[Data extracted from a collection]
PR #350, opened 2018-12-14
30135 User should not be able to assign a project that does not belong to the group or organization that the project is currently in

NullVoxPopuli:
https://developertown.visualstudio.com/SIL%20International%20Scriptoria/_workitems/edit/30135

### DIFF
--- a/source/SIL.AppBuilder.Portal.Frontend/src/ui/components/inputs/user-select/with-data.tsx
+++ b/source/SIL.AppBuilder.Portal.Frontend/src/ui/components/inputs/user-select/with-data.tsx
@@ -123,7 +123,7 @@ export function withData(WrappedComponent) {
       return (users && groupMemberships && currentUsersGroupMemberships);
     }
 
-    /**
+    /*
      * Disabled if:
      * - !( the Enabled if list )
      * - User is not in the group that the project is in
@@ -133,7 +133,7 @@ export function withData(WrappedComponent) {
      * - User owns project
      * - User is org admin
      * - User is super admin
-     **/
+     */
     get isDisabled() {
       // roleInOrganization(...)
       const { currentUser } = this.props;
--- a/source/SIL.AppBuilder.Portal.Frontend/src/ui/components/inputs/user-select/with-data.tsx
+++ b/source/SIL.AppBuilder.Portal.Frontend/src/ui/components/inputs/user-select/with-data.tsx
@@ -3,12 +3,20 @@ import { compose } from 'recompose';
 import { withData as withOrbit, WithDataProps } from 'react-orbitjs';
 import { ResourceObject } from 'jsonapi-typescript';
 
-import { GroupMembershipAttributes } from '@data/models/group-membership';
-import { PageLoader as Loader } from '@ui/components/loaders';
-import { query, defaultSourceOptions, relationshipFor, USERS_TYPE, GROUP_MEMBERSHIPS_TYPE, isRelatedRecord, isRelatedTo, idFromRecordIdentity, recordIdentityFrom } from '@data';
+import {
+  query, defaultSourceOptions, relationshipFor,
+  USERS_TYPE, GROUP_MEMBERSHIPS_TYPE, isRelatedRecord, isRelatedTo, idFromRecordIdentity,
+  recordIdentityFrom,
+  OrganizationResource,
+  UserResource,
+  GroupMembershipResource
+} from '@data';
+
 import { TYPE_NAME as USER, UserAttributes } from '@data/models/user';
 import { withCurrentUser } from '@data/containers/with-current-user';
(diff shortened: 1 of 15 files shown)


source/SIL.AppBuilder.Portal.Frontend/src/ui/components/inputs/user-select/with-data.tsx
```diff
@@ -1,117 +1,169 @@
...
         restrictToGroup,
-        currentUsersGroupMemberships,
-        ...otherProps
       } = this.props;
 
-      if (!users || !groupMemberships || !currentUsersGroupMemberships) {
-        return <Loader />;
+      // remove users who _can't_ be assigned to this project
+      // due to not having organization overlap
+      const filtered = [];
```
NullVoxPopuli: refactored all of this, because the old code was pretty difficult to reason about

source/SIL.AppBuilder.Portal.Frontend/src/ui/components/inputs/user-select/with-data.tsx
```diff
@@ -1,117 +1,169 @@
...
-        const relevantGroupMembershipsForCurrentUser = currentUsersGroupMemberships.filter(gm => {
-          return gm && validMembershipIds.includes(gm.id);
-        });
+    /*
+     * Disabled if:
+     * - !( the Enabled if list )
+     * - User is not in the group that the project is in
+     *   - consequently, user will not be in the project's organization
+     *
+     * Enabled if:
```
NullVoxPopuli: TODO: this was not functionality that existed before the refactor

source/SIL.AppBuilder.Portal.Frontend/src/ui/routes/projects/show/display.tsx
```diff
@@ -142,7 +96,48 @@ class Display extends React.Component<IProps> {
           </div>
         </div>
 
-        <Tab menu={{ text: true }} panes={this.renderTabPanes()} className='tabs' />
+        <Tab
```
NullVoxPopuli: this didn't _need_ to happen, but it kept confusing me that I had to scroll _up_ to something that has yet to be rendered

jonnolen:
I don't see any server changes to this... this should be something enforced on the server side as well right?

NullVoxPopuli:
possibly. I don't know how important it is on the backend since groups are going away in the future.

@chrisvire / @davidmoore1 do you know if this validation is implemented?

chrisvire:
The requirement for groups for Git permissions may go away.  However, there still might be value.  That is something that we need to discuss in January.  Do not assume that they are going away.

source/SIL.AppBuilder.Portal.Frontend/src/ui/components/inputs/user-select/with-data.tsx
```diff
@@ -1,117 +1,169 @@
...
-  groupMemberships: Array<ResourceObject<GROUP_MEMBERSHIPS_TYPE, GroupMembershipAttributes>>;
-  currentUsersGroupMemberships: Array<ResourceObject<GROUP_MEMBERSHIPS_TYPE, GroupMembershipAttributes>>;
-  usersFromCache: Array<ResourceObject<USERS_TYPE, UserAttributes>>;
-  currentUser: ResourceObject<USERS_TYPE, UserAttributes>;
+  users: UserResource[];
+  groupMemberships: GroupMembershipResource[];
+  currentUsersGroupMemberships: GroupMembershipResource[];
+  usersFromCache: UserResource[];
+  currentUser: UserResource;
   selected: Id;
```
giancorzo: just to improve readability change:
`selected: Id`
to
`selectedId: Id`

source/SIL.AppBuilder.Portal.Frontend/src/ui/components/inputs/user-select/with-data.tsx
```diff
@@ -1,117 +1,169 @@
...
+        }
+      });
+
+      await Promise.all(promises);
+
+      // ensure the project owner is in the list
+      const isOwnerInList = filtered.find(user => user.id === selected);
+
+      if( (!isOwnerInList)) {
+        const owner = users.find(user => user.id === selected);
```
giancorzo: find can return undefined when not found. suggest to add some sort of validation here

NullVoxPopuli: I think for now, I'd rather let this error so we can figure ouwn why the selected user isn't in the users array.
I think it _shouldn't_ happen

NullVoxPopuli:
> I don't see any server changes to this... this should be something enforced on the server side as well right?

@jonnolen yes, I'll make a PBI

PR #373, opened 2018-12-21
Bugfix/user table clarity

NullVoxPopuli:


NullVoxPopuli:
so... it looks like tests that are failing locally just aren't running in ci. fun

PR #374, opened 2018-12-21
delete seed projects

NullVoxPopuli:
Projects can be created now.


NullVoxPopuli:
merging, as tests don't rely on the seed data

PR #379, opened 2019-01-02
backend docker container missing Templates

chrisvire:


jonnolen:
how likely are new directories going to be coming into the backend that need to be included in this way?  only thought is that if this happens again maybe move those files into a `resources/` directory. and just include that in the docker file.

PR #383, opened 2019-01-03
bug-30922 project files page isn't rendering / breaks react app.

jonnolen:
fix rendering to work if there are no builds, added tests.


source/SIL.AppBuilder.Portal.Frontend/src/ui/components/inputs/resource-select/index.tsx
```diff
@@ -28,6 +28,10 @@ export default class ResourceSelect<T extends ResourceObject> extends React.Comp
   render() {
     const { items, labelField, value, onChange, ...other } = this.props;
 
+    if (!items || items.length === 0){
+      return <Dropdown data-test-resource-select disabled text='No Builds Yet'/>;
```
davidmoore1: This looks like text that will appear in the app.  Should this be in the en-us.json file and pulled from there?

HOW TO COMPLETE THIS TASK >> Every line of the data above should be output exactly as written.

SOLUTION TO THE EXERCISE >>
PR #350, opened 2018-12-14
30135 User should not be able to assign a project that does not belong to the group or organization that the project is currently in

NullVoxPopuli:
https://developertown.visualstudio.com/SIL%20International%20Scriptoria/_workitems/edit/30135

### DIFF
--- a/source/SIL.AppBuilder.Portal.Frontend/src/ui/components/inputs/user-select/with-data.tsx
+++ b/source/SIL.AppBuilder.Portal.Frontend/src/ui/components/inputs/user-select/with-data.tsx
@@ -123,7 +123,7 @@ export function withData(WrappedComponent) {
       return (users && groupMemberships && currentUsersGroupMemberships);
     }
 
-    /**
+    /*
      * Disabled if:
      * - !( the Enabled if list )
      * - User is not in the group that the project is in
@@ -133,7 +133,7 @@ export function withData(WrappedComponent) {
      * - User owns project
      * - User is org admin
      * - User is super admin
-     **/
+     */
     get isDisabled() {
       // roleInOrganization(...)
       const { currentUser } = this.props;
--- a/source/SIL.AppBuilder.Portal.Frontend/src/ui/components/inputs/user-select/with-data.tsx
+++ b/source/SIL.AppBuilder.Portal.Frontend/src/ui/components/inputs/user-select/with-data.tsx
@@ -3,12 +3,20 @@ import { compose } from 'recompose';
 import { withData as withOrbit, WithDataProps } from 'react-orbitjs';
 import { ResourceObject } from 'jsonapi-typescript';
 
-import { GroupMembershipAttributes } from '@data/models/group-membership';
-import { PageLoader as Loader } from '@ui/components/loaders';
-import { query, defaultSourceOptions, relationshipFor, USERS_TYPE, GROUP_MEMBERSHIPS_TYPE, isRelatedRecord, isRelatedTo, idFromRecordIdentity, recordIdentityFrom } from '@data';
+import {
+  query, defaultSourceOptions, relationshipFor,
+  USERS_TYPE, GROUP_MEMBERSHIPS_TYPE, isRelatedRecord, isRelatedTo, idFromRecordIdentity,
+  recordIdentityFrom,
+  OrganizationResource,
+  UserResource,
+  GroupMembershipResource
+} from '@data';
+
 import { TYPE_NAME as USER, UserAttributes } from '@data/models/user';
 import { withCurrentUser } from '@data/containers/with-current-user';
(diff shortened: 1 of 15 files shown)


source/SIL.AppBuilder.Portal.Frontend/src/ui/components/inputs/user-select/with-data.tsx
```diff
@@ -1,117 +1,169 @@
...
         restrictToGroup,
-        currentUsersGroupMemberships,
-        ...otherProps
       } = this.props;
 
-      if (!users || !groupMemberships || !currentUsersGroupMemberships) {
-        return <Loader />;
+      // remove users who _can't_ be assigned to this project
+      // due to not having organization overlap
+      const filtered = [];
```
NullVoxPopuli: refactored all of this, because the old code was pretty difficult to reason about

source/SIL.AppBuilder.Portal.Frontend/src/ui/components/inputs/user-select/with-data.tsx
```diff
@@ -1,117 +1,169 @@
...
-        const relevantGroupMembershipsForCurrentUser = currentUsersGroupMemberships.filter(gm => {
-          return gm && validMembershipIds.includes(gm.id);
-        });
+    /*
+     * Disabled if:
+     * - !( the Enabled if list )
+     * - User is not in the group that the project is in
+     *   - consequently, user will not be in the project's organization
+     *
+     * Enabled if:
```
NullVoxPopuli: TODO: this was not functionality that existed before the refactor

source/SIL.AppBuilder.Portal.Frontend/src/ui/routes/projects/show/display.tsx
```diff
@@ -142,7 +96,48 @@ class Display extends React.Component<IProps> {
           </div>
         </div>
 
-        <Tab menu={{ text: true }} panes={this.renderTabPanes()} className='tabs' />
+        <Tab
```
NullVoxPopuli: this didn't _need_ to happen, but it kept confusing me that I had to scroll _up_ to something that has yet to be rendered

jonnolen:
I don't see any server changes to this... this should be something enforced on the server side as well right?

NullVoxPopuli:
possibly. I don't know how important it is on the backend since groups are going away in the future.

@chrisvire / @davidmoore1 do you know if this validation is implemented?

chrisvire:
The requirement for groups for Git permissions may go away.  However, there still might be value.  That is something that we need to discuss in January.  Do not assume that they are going away.

source/SIL.AppBuilder.Portal.Frontend/src/ui/components/inputs/user-select/with-data.tsx
```diff
@@ -1,117 +1,169 @@
...
-  groupMemberships: Array<ResourceObject<GROUP_MEMBERSHIPS_TYPE, GroupMembershipAttributes>>;
-  currentUsersGroupMemberships: Array<ResourceObject<GROUP_MEMBERSHIPS_TYPE, GroupMembershipAttributes>>;
-  usersFromCache: Array<ResourceObject<USERS_TYPE, UserAttributes>>;
-  currentUser: ResourceObject<USERS_TYPE, UserAttributes>;
+  users: UserResource[];
+  groupMemberships: GroupMembershipResource[];
+  currentUsersGroupMemberships: GroupMembershipResource[];
+  usersFromCache: UserResource[];
+  currentUser: UserResource;
   selected: Id;
```
giancorzo: just to improve readability change:
`selected: Id`
to
`selectedId: Id`

source/SIL.AppBuilder.Portal.Frontend/src/ui/components/inputs/user-select/with-data.tsx
```diff
@@ -1,117 +1,169 @@
...
+        }
+      });
+
+      await Promise.all(promises);
+
+      // ensure the project owner is in the list
+      const isOwnerInList = filtered.find(user => user.id === selected);
+
+      if( (!isOwnerInList)) {
+        const owner = users.find(user => user.id === selected);
```
giancorzo: find can return undefined when not found. suggest to add some sort of validation here

NullVoxPopuli: I think for now, I'd rather let this error so we can figure ouwn why the selected user isn't in the users array.
I think it _shouldn't_ happen

NullVoxPopuli:
> I don't see any server changes to this... this should be something enforced on the server side as well right?

@jonnolen yes, I'll make a PBI

PR #373, opened 2018-12-21
Bugfix/user table clarity

NullVoxPopuli:


NullVoxPopuli:
so... it looks like tests that are failing locally just aren't running in ci. fun

PR #374, opened 2018-12-21
delete seed projects

NullVoxPopuli:
Projects can be created now.


NullVoxPopuli:
merging, as tests don't rely on the seed data

PR #379, opened 2019-01-02
backend docker container missing Templates

chrisvire:


jonnolen:
how likely are new directories going to be coming into the backend that need to be included in this way?  only thought is that if this happens again maybe move those files into a `resources/` directory. and just include that in the docker file.

PR #383, opened 2019-01-03
bug-30922 project files page isn't rendering / breaks react app.

jonnolen:
fix rendering to work if there are no builds, added tests.


source/SIL.AppBuilder.Portal.Frontend/src/ui/components/inputs/resource-select/index.tsx
```diff
@@ -28,6 +28,10 @@ export default class ResourceSelect<T extends ResourceObject> extends React.Comp
   render() {
     const { items, labelField, value, onChange, ...other } = this.props;
 
+    if (!items || items.length === 0){
+      return <Dropdown data-test-resource-select disabled text='No Builds Yet'/>;
```
davidmoore1: This looks like text that will appear in the app.  Should this be in the en-us.json file and pulled from there?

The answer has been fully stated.